◆ WORK REQUEST ◆
In the entries below, the word "opened" appears on some lines. Copy each of those lines.

◆ EXCERPTED DATA ◆

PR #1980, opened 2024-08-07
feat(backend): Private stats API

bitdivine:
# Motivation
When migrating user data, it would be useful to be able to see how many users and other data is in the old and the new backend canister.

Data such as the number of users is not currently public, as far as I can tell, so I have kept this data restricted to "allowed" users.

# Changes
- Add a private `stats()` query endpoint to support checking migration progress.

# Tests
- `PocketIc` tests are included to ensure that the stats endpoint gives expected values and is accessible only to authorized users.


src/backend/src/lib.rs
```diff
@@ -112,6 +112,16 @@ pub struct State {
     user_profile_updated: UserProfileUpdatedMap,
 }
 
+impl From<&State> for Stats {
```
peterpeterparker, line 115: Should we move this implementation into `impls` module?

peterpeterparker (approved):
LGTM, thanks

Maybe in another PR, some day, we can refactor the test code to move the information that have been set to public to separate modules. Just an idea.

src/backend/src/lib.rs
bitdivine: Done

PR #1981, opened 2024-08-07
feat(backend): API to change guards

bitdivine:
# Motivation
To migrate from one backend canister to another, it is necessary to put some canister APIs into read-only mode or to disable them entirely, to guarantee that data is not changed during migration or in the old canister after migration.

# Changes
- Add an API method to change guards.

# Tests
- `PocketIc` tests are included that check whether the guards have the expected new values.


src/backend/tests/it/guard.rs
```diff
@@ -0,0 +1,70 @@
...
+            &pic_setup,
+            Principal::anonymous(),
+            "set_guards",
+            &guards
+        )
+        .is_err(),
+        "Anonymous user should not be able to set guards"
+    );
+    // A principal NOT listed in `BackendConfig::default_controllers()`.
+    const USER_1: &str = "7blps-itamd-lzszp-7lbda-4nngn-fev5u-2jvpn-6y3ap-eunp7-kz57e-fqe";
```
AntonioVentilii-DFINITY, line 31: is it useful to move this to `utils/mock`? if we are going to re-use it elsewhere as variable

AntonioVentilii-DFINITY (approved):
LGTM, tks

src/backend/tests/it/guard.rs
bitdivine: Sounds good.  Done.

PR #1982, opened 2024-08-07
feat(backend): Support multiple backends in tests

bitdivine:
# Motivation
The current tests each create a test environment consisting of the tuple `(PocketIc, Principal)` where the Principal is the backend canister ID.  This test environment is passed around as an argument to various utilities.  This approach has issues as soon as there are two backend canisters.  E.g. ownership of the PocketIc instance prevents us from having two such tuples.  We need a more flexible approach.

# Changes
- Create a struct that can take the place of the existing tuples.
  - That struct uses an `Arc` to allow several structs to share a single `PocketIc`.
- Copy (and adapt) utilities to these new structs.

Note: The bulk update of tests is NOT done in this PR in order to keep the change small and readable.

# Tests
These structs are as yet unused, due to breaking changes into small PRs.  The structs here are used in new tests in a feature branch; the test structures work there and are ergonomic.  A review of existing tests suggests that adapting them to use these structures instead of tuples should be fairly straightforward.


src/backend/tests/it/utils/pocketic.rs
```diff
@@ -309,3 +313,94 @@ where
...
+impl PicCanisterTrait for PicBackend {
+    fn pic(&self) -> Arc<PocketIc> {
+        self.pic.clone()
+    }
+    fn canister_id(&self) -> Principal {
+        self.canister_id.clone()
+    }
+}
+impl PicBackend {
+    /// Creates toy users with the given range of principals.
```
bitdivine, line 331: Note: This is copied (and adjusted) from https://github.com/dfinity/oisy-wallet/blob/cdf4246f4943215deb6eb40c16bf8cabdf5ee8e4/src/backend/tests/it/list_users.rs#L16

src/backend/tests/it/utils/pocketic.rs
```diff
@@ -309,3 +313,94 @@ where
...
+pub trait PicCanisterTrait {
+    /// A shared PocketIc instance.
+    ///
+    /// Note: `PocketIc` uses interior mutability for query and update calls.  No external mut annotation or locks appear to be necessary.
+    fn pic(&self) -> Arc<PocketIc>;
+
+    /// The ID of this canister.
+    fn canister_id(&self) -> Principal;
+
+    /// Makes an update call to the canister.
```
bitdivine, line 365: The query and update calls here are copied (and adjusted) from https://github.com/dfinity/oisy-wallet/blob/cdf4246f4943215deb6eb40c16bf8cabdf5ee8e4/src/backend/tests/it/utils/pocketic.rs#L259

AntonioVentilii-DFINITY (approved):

◆ ANSWER ◆
PR #1980, opened 2024-08-07
PR #1981, opened 2024-08-07
PR #1982, opened 2024-08-07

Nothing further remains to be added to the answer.